● WHAT YOU WILL DO:
How many lines in the records below contain "inputs"? Reply with the number only.

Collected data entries

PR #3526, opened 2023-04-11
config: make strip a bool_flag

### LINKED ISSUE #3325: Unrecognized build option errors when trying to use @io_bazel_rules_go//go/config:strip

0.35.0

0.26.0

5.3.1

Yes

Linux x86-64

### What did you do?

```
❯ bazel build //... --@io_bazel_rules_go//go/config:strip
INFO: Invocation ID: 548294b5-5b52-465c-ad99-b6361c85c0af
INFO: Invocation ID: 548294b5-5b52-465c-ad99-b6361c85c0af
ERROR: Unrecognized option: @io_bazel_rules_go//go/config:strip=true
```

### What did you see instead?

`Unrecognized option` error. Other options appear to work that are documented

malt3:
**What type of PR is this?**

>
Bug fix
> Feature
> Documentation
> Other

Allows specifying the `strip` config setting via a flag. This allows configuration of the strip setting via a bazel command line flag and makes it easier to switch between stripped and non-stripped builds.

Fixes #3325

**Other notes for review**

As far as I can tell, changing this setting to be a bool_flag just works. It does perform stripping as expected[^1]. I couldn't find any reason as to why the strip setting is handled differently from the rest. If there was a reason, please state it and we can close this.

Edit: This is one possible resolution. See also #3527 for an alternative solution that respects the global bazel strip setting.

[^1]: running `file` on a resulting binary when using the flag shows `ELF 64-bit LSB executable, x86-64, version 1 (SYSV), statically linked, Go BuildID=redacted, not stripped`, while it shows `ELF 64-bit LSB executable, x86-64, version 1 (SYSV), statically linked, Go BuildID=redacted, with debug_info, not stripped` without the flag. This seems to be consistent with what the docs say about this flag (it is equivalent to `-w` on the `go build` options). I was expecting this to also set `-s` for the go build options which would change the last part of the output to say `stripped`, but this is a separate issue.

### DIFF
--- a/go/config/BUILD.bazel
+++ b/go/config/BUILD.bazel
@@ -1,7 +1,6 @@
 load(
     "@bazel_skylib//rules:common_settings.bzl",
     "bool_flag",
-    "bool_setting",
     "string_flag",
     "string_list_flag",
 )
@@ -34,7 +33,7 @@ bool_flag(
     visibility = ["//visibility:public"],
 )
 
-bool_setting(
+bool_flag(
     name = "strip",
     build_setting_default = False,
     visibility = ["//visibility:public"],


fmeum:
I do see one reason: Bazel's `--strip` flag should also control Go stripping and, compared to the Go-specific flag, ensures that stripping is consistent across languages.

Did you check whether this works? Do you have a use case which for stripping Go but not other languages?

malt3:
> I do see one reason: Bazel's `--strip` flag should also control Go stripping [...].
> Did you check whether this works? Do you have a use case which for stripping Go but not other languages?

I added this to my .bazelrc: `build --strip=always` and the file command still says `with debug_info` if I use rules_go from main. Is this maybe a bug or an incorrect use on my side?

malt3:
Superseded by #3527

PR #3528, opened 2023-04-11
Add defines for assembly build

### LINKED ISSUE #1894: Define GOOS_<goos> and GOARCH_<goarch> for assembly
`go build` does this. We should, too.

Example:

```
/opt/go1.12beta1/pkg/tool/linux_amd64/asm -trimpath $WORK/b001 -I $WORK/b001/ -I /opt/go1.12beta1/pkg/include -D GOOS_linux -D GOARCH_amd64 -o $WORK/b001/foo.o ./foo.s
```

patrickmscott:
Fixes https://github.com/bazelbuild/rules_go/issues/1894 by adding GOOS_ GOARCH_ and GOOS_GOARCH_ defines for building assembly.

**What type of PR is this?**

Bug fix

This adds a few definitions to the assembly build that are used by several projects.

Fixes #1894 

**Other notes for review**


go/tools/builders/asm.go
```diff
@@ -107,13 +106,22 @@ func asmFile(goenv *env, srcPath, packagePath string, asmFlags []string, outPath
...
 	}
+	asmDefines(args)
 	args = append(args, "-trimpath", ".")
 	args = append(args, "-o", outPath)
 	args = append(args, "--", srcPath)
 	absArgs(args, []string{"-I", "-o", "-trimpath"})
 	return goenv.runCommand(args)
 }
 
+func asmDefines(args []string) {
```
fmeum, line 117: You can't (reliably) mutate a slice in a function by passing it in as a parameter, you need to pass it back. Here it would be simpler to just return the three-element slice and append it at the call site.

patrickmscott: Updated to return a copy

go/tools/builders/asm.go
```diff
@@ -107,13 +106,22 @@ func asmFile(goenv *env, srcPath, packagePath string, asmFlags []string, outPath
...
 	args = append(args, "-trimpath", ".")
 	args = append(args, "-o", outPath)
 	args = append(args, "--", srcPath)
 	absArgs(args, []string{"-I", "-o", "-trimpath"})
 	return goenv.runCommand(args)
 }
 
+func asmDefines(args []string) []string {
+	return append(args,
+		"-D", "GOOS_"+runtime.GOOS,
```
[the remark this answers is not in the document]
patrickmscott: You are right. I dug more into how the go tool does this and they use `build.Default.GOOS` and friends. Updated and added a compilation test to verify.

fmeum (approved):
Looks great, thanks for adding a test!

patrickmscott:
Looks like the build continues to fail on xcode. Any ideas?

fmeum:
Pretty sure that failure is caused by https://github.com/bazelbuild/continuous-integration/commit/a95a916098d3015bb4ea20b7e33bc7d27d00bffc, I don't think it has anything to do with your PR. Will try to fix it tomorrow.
* * *
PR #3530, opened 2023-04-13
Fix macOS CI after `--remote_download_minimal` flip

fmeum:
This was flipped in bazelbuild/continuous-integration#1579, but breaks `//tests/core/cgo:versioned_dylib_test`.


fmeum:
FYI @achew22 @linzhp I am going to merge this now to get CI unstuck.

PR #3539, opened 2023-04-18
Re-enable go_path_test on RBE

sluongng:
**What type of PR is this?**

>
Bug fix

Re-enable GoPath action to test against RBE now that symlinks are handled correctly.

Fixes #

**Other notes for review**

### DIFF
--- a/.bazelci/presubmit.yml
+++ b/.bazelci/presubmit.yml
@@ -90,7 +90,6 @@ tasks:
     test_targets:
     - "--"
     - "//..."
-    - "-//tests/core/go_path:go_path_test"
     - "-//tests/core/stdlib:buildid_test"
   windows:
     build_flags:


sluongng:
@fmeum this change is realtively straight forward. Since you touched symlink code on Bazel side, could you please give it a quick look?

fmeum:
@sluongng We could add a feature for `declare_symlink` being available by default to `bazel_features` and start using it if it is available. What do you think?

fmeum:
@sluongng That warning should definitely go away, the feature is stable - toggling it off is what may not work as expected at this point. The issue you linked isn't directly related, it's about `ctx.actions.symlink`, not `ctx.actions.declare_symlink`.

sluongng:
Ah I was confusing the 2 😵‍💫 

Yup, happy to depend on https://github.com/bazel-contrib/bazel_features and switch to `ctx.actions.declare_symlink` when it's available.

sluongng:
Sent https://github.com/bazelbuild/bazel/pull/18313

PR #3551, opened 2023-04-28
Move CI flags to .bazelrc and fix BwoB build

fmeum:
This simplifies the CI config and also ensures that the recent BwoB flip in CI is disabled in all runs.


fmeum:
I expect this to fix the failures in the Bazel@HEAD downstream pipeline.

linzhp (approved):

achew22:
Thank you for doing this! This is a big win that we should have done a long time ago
...
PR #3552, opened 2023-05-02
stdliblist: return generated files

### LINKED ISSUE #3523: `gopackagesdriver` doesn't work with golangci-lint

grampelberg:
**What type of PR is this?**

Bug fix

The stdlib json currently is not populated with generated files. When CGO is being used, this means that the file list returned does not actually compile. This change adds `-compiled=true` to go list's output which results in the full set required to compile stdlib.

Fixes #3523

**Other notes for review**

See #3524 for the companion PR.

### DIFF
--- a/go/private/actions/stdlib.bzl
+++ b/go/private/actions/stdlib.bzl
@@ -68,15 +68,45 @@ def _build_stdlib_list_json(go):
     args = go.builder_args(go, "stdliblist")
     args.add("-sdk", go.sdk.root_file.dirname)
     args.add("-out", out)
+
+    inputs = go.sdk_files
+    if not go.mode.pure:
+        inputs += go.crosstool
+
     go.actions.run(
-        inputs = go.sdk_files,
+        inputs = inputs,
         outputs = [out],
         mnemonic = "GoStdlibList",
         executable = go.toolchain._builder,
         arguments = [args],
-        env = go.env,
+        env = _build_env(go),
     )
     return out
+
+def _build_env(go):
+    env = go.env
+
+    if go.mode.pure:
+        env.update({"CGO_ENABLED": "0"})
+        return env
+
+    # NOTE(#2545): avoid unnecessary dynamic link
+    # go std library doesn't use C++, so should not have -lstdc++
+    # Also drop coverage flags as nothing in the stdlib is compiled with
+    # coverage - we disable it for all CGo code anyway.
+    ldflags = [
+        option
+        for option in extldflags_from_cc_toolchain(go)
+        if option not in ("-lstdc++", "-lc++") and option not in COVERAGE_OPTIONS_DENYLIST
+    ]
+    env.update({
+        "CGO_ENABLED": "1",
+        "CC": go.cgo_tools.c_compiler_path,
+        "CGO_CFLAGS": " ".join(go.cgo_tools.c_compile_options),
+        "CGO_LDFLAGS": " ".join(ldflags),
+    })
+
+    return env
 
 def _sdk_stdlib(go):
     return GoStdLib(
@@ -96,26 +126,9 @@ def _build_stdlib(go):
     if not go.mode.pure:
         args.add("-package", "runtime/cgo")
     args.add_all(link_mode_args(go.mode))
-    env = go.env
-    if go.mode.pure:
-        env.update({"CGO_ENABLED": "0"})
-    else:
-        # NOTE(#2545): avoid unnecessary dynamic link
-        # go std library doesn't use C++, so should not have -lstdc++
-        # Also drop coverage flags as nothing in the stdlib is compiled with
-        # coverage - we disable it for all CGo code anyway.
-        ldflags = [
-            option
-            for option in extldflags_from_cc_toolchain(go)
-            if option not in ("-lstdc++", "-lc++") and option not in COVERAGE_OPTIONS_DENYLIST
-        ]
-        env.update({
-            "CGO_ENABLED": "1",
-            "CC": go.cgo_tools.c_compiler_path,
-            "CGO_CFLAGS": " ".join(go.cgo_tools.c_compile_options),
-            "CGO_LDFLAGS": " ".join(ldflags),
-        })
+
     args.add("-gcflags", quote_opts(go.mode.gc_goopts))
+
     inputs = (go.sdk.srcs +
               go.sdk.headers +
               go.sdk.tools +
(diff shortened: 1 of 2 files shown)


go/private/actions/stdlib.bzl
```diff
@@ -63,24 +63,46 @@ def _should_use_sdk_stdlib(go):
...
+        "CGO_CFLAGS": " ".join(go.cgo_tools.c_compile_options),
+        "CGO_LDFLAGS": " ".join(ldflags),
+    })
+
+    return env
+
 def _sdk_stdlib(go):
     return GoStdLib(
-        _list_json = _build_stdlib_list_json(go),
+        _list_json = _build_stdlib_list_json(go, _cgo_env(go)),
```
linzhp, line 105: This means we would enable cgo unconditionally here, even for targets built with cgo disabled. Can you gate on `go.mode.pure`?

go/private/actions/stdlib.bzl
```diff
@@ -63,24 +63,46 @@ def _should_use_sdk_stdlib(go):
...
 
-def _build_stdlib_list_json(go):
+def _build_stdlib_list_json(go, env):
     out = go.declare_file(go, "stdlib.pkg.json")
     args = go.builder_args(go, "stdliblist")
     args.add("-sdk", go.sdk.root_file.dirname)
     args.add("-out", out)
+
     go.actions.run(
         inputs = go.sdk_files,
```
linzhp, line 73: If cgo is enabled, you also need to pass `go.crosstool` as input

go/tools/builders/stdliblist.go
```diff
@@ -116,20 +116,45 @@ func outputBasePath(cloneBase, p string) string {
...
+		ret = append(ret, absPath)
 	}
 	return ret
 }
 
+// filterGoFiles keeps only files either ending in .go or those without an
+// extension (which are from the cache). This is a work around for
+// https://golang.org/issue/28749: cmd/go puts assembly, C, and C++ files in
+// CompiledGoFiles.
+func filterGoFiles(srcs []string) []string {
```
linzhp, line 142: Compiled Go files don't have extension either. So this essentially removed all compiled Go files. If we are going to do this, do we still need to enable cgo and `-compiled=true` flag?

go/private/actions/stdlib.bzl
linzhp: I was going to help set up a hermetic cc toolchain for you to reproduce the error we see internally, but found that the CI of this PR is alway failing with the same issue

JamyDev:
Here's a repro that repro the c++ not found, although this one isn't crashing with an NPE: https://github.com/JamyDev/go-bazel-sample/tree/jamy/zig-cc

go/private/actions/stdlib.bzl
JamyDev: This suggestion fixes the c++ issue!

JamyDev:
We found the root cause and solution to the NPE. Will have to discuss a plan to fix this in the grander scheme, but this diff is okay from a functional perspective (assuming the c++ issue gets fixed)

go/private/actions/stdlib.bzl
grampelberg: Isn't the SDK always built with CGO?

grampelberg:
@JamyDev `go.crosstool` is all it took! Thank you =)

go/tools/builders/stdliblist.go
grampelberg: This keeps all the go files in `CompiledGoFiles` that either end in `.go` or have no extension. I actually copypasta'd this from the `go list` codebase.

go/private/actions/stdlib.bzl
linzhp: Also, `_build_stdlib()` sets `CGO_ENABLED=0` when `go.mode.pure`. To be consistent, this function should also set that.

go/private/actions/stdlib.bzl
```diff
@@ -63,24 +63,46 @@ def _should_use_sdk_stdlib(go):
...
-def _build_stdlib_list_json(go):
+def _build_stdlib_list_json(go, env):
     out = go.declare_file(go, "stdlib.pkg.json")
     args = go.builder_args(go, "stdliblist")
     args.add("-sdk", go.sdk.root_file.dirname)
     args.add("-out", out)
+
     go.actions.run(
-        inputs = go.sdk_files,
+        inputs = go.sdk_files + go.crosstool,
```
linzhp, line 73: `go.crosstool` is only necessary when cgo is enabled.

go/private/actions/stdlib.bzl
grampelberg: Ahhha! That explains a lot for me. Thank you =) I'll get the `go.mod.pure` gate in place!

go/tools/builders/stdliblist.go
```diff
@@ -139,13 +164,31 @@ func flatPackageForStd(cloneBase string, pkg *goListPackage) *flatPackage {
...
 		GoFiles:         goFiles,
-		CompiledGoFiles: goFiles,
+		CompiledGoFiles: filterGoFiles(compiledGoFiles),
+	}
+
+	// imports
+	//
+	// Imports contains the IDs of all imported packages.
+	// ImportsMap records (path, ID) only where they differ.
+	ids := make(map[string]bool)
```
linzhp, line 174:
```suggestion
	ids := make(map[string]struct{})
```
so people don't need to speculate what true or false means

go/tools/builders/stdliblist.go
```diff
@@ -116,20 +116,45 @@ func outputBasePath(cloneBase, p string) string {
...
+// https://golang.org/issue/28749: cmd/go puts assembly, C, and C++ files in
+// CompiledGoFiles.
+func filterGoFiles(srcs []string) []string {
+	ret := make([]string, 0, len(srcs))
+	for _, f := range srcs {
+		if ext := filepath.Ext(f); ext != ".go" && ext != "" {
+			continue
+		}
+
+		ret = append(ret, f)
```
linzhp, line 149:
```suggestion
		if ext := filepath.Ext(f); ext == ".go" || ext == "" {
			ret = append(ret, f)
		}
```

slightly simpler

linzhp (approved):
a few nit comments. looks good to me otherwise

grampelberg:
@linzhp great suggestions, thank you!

● WORKED SOLUTION:
8